▶ [HOW TO COMPLETE THIS TASK]:
In the data below, the answer is the run of lines from the line containing "server/cloudapps/placeholder_structs.go" through the line containing "levb: Right. Ack", both included; print it exactly and nothing else.

Collection entries
PR #1457, opened 2022-11-28
Transfer alias when deleting a mailbox

mlec1:
This MR tries to address the following [ticket](https://github.com/simple-login/app/discussions/410).

It give the possibility to transfer aliases to a new mailbox when a mailbox is deleted.

Let me know if I have missed something.

PR #1534, opened 2023-01-13
Tranfer aliases to a new mailbox when deleting mailboxes

acasajus:
Improvement on https://github.com/simple-login/app/pull/1457 
I had to do it in a different MR because I can't push to @mlec1 's branch

### DIFF
--- a/app/api/views/mailbox.py
+++ b/app/api/views/mailbox.py
@@ -16,7 +16,7 @@ from app.email_utils import (
     is_valid_email,
 )
 from app.log import LOG
-from app.models import AliasMailbox, Mailbox, Job
+from app.models import Mailbox, Job
 from app.utils import sanitize_email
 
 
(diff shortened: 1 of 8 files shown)


mlec1:
Hello, 

Sorry for my late reaction and that you had to take over this.

Just a small comment concerning the `npm ci` in the Dockerfile, because there were the question about it on my branch:
- `npm install` may write to **package-lock.json** if a dependency of **package.json** is missing or a newer version is available
- `npm ci` will install all the packages directly from the **package-lock.json** file

Here are some better explanation: https://stackoverflow.com/questions/52499617/what-is-the-difference-between-npm-install-and-npm-ci

I had the issue once in another project where the **npm install** was installing newer dependencies which were breaking the project. After searching about the issue, we discovered the **npm ci** command line, and we went for it.

I thought it might be a safer install method for you too, but I let you the decision to keep it or not, I am far from being a npm expert

acasajus:
I've added your fix to the Dockerfile in a different MR https://github.com/simple-login/app/pull/1543 . Thanks!

cquintana92 (approved):

app/api/views/mailbox.py
```diff
@@ -78,24 +78,52 @@ def delete_mailbox(mailbox_id):
...
+        (optional) transfer_aliases_to: in body. Id of the new mailbox for the aliases.
+                                        If omitted or the value is set to -1,
+                                        the aliases of the mailbox will be deleted too.
     Output:
         200 if deleted successfully
 
     """
     user = g.user
-    mailbox = Mailbox.get(mailbox_id)
+    mailbox = Mailbox.get(id=mailbox_id)
```
nguyenkims, line 89: Nits: we can remove the `id=` part here

app/dashboard/views/mailbox.py
```diff
@@ -40,28 +47,53 @@ def mailbox_route():
...
             if mailbox.id == current_user.default_mailbox_id:
                 flash("You cannot delete default mailbox", "error")
                 return redirect(url_for("dashboard.mailbox_route"))
 
+            transfer_mailbox_id = delete_mailbox_form.transfer_mailbox_id.data
+            if transfer_mailbox_id and transfer_mailbox_id > 0:
+                transfer_mailbox = Mailbox.get(transfer_mailbox_id)
+
+                if not transfer_mailbox or transfer_mailbox.user_id != current_user.id:
+                    flash("You must transfer the aliases to a mailbox you own.")
```
nguyenkims, line 72: `flash` requires a second argument for the message level (warning, info, etc)

app/dashboard/views/mailbox.py
```diff
@@ -112,12 +147,12 @@ def mailbox_route():
                 elif not email_can_be_used_as_mailbox(mailbox_email):
                     flash(f"You cannot use {mailbox_email}.", "error")
                 else:
-                    new_mailbox = Mailbox.create(
+                    transfer_mailbox = Mailbox.create(
```
nguyenkims, line 150: We shouldn't rename `new_mailbox` to `transfer_mailbox` here right?

job_runner.py
```diff
@@ -124,6 +124,58 @@ def welcome_proton(user):
...
+            alias_transferred_to = transfer_mailbox.email
+
+            for alias in mailbox.aliases:
+                if alias.mailbox_id == mailbox.id:
+                    alias.mailbox_id = transfer_mailbox.id
+                    if transfer_mailbox in alias._mailboxes:
+                        alias._mailboxes.remove(transfer_mailbox)
+                else:
+                    alias._mailboxes.remove(mailbox)
+                    if transfer_mailbox not in alias._mailboxes:
```
nguyenkims, line 147: can that happen that `alias.mailbox_id = transfer_mailbox_id`?

app/api/views/mailbox.py
mlec1: Done here https://github.com/simple-login/app/pull/1547

app/dashboard/views/mailbox.py
mlec1: Done here https://github.com/simple-login/app/pull/1547

app/dashboard/views/mailbox.py
mlec1: I agree. Done here https://github.com/simple-login/app/pull/1547

job_runner.py
mlec1: I am not sure to understand your question:

If the mailbox we want to delete, is the "main" mailbox of the alias, we set the "main" mailbox to the **transfer_mailbox** and the value is saved with Session.commit()

acasajus: It's validated in the request before creating the job that they aren't the same.

mlec1: Ha ok, I understand the question now. Yeah, I agree with @acasajus.

PR #1552, opened 2023-01-23
Fix delete alias mlec

mlec1:
Fix linting to pass test 🎨


nguyenkims (approved):
Thanks for fixing the formatting!

PR #1609, opened 2023-02-27
Add sender to PGP message body

guzlewski:
I'm using SimpleLogin with PGP encryption enabled for a while, and I'm struggling with one issue. As FROM header is not encrypted, I have selected option **No Name** in **Sender Address Format** for better security. However, I'm losing information who sent these emails, I think the best option is to modify the header to something like this:
 
Forwarded by SimpleLogin to <simplelogin_recipient> **from <sender_addess>** with \<subject> as subject

This PR implements this feature :)


acasajus:
@nguyenkims I think it's a good idea.

nguyenkims (approved):
LGTM!

PR #1623, opened 2023-03-08
Beautify sender formatting in html template

guzlewski:
To be consistent with subject formatting, it should bold instead of in quotes.


guzlewski:
Changes from my last PR don't work as expected, sender name is present but email is missing. I don't have setup to run tests and couldn't figure out why this is happening. Is it due to some anonymisation or FROM header is medified before entering forward_email_to_mailbox function? I'd be over the moon if you could look into it.

Currenct behaviour:
image
Expected behaviour:
image

PR #2, opened 2020-09-08
Initial skeleton

levb:
First implementation

    - General plugin skeleton: commands, configuration
    - Skeleton Registry, Proxy, Subscription entities
    - Skeleton OnUserJoinedChannel implementation
    - Basic `Expander`


levb:
@hanzei @jfrerich Any idea what's wrong with the lint (git check)?

jfrerich:
@levb that's from `go mod tidy`.  Run and it to remove those unused packages.

server/cloudapps/expand.go
```diff
@@ -0,0 +1,166 @@
...
+}
+
+func NewExpander(mm *pluginapi.Client, configurator configurator.Configurator) *Expander {
+	return &Expander{
+		mm:           mm,
+		configurator: configurator,
+	}
+}
+
+func (e *Expander) Expand(expand *Expand, actingUserID, userID, channelID string) (expanded *Expanded, err error) {
```
larkox, line 63: Should expansions be scoped? i.e. Do we want to limit what certain apps can expand and how much can they expand it?

server/cloudapps/proxy.go
```diff
@@ -0,0 +1,76 @@
...
+	go func() {
+		defer pipew.Close()
+		encodeErr := json.NewEncoder(pipew).Encode(msg)
+		if encodeErr != nil {
+			// <><> TODO log
+			return
+		}
+	}()
+
+	u := path.Join(app.RootURL, "notify", string(SubjectUserJoinedChannel))
```
larkox, line 63: Should we force the path or leave the app to handle its own paths? e.g. An app may want to handle the wishes at `root/wish/certainWish`but handle all the notifications at `root/notifications`.

server/command/command.go
```diff
@@ -0,0 +1,102 @@
...
+
+func NewCommand(configurator configurator.Configurator, mm Mattermost) Command {
+	return &command{
+		Mattermost:   mm,
+		Configurator: configurator,
+	}
+}
+
+// Register should be called by the plugin to register all necessary commands
+func (c *command) Init(buildConfig *configurator.BuildConfig) error {
```
larkox, line 41: Since apps will be able to register commands, we should put that logic somewhere. Not sure if this package is the right place or not.

larkox (approved):
A few considerations and questions, but in general LGTM

server/cloudapps/on_user_joined_channel.go
```diff
@@ -0,0 +1,47 @@
...
+// See License for license information.
+
+package cloudapps
+
+import (
+	"github.com/mattermost/mattermost-server/v5/model"
+	"github.com/mattermost/mattermost-server/v5/plugin"
+)
+
+type UserJoinedChannelNotification struct {
```
jfrerich, line 11: The [Mattermost Cloud Apps](https://docs.google.com/document/d/1r52PPwVfcyCjOgnq5ulmrLdeOVgDSGuTbhqu9Cjq9GE/edit#heading=h.qksj0bkjfz31) describes these as Notification Subjects.  The list of subjects is a considerable number with the potential to grow.  I am wondering if we'd benefit from creating another package (subjects?) inside `cloudapps`?

jfrerich (approved):

server/cloudapps/placeholder_structs.go
```diff
@@ -0,0 +1,112 @@
...
+	Callable
+	Name    string
+	Title   string
+	Header  string
+	Footer  string
+	IconURL string
+}
+
+type Widget struct {
+	Callable
```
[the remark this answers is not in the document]
levb: Please ignore for now, this file is a scratchpad from the past; will remove before merging.

server/cloudapps/expand.go
levb: Added a note to the doc, 1/5 out of scope for this project. But the exact consent model is TBD. E.g. admin consents that the app has access to "UserJoinedChannel", but maybe the channel admin's consent is required to Subscribe to any specific channel?

server/cloudapps/proxy.go
levb: Right. Ack the dilemma. For the POC I'm 1/5 on hardcoding forced paths to try to work out a convention.

server/command/command.go
levb: A future PR, a registration API for all things. Probably best elsewhere (in cloudapps[/commands]?)

server/constants/constants.go
```diff
@@ -0,0 +1,15 @@
+// Copyright (c) 2019-present Mattermost, Inc. All Rights Reserved.
+// See License for license information.
+
+package constants
+
+const (
+	Repository     = "mattermost-plugin-cloudapps"
+	CommandTrigger = "apps"
```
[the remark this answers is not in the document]
levb: This is just a placeholder.

server/cloudapps/app_install.go
```diff
@@ -0,0 +1,30 @@
...
+
+package cloudapps
+
+import (
+	"errors"
+
+	"github.com/mattermost/mattermost-plugin-cloudapps/server/utils/md"
+)
+
+type InInstallApp struct {
```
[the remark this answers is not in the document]
levb: The idea is that each API defines its own Out type so we have very specific Go types. If some end up overlapping almost entirely I'd support merging them, otherwise keep them separate.

server/cloudapps/on_user_joined_channel.go
levb: maybe at some point it maybe worth moving the entire notification proxy into its own package, but 0/5 no reason to do it just yet.

server/cloudapps/app_install.go
```diff
@@ -0,0 +1,30 @@
...
+
+type OutInstallApp struct {
+	md.MD
+}
+
+func (r *registry) InstallApp(in *InInstallApp) (*OutInstallApp, error) {
+	if in.App.AppID == "" {
+		return nil, errors.New("app ID must not be empty")
+	}
+	r.apps[in.App.AppID] = &in.App
```
iomodo, line 24: Won't we get race condition here?
Also don't we need UninstallApp method as well?

levb: yyy, a total placeholder for now - will mark as such

server/command/command.go
```diff
@@ -0,0 +1,102 @@
...
+
+type Command interface {
+	Init(*configurator.BuildConfig) error
+	Handle(pluginContext *plugin.Context, commandArgs *model.CommandArgs) (out md.MD, err error)
+}
+
+type command struct {
+	Mattermost
+	configurator.Configurator
+}
```
iomodo, line 29: Is this responsible only for current slash commands or other commands as well? Could we have better naming?
If it's just a slash command I'd argue that structure should be more detailed, with subcommands and etc. To combine autocomplete and executing of the slash commands in the same code.

levb: Correct, just the `apps` command itself (install, list, subscribe, etc).

I am working on base structs for Forms, Modals, and Autocomplete now, under `./cloudapps`. The naming will hopefully become clearer then.

Agree on the parsing etc - leaving it for a future enhancement PR, the goal here is just to get the `Hello` going.

server/cloudapps/on_user_joined_channel.go
jfrerich: sure. I'm also 0/5 and was just throwing it out there.  Non-blocking nit

levb:
I am inclined to merge "as is", so that incremental PRs can be made, and we get a public godoc to link in the spec.

@iomodo @catalintomai @hanzei any objections?

iomodo (approved):

hanzei (approved):

catalintomai (approved):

▶ [SOLUTION FOR THIS TASK]:
server/cloudapps/placeholder_structs.go
```diff
@@ -0,0 +1,112 @@
...
+	Callable
+	Name    string
+	Title   string
+	Header  string
+	Footer  string
+	IconURL string
+}
+
+type Widget struct {
+	Callable
```
[the remark this answers is not in the document]
levb: Please ignore for now, this file is a scratchpad from the past; will remove before merging.

server/cloudapps/expand.go
levb: Added a note to the doc, 1/5 out of scope for this project. But the exact consent model is TBD. E.g. admin consents that the app has access to "UserJoinedChannel", but maybe the channel admin's consent is required to Subscribe to any specific channel?

server/cloudapps/proxy.go
levb: Right. Ack the dilemma. For the POC I'm 1/5 on hardcoding forced paths to try to work out a convention.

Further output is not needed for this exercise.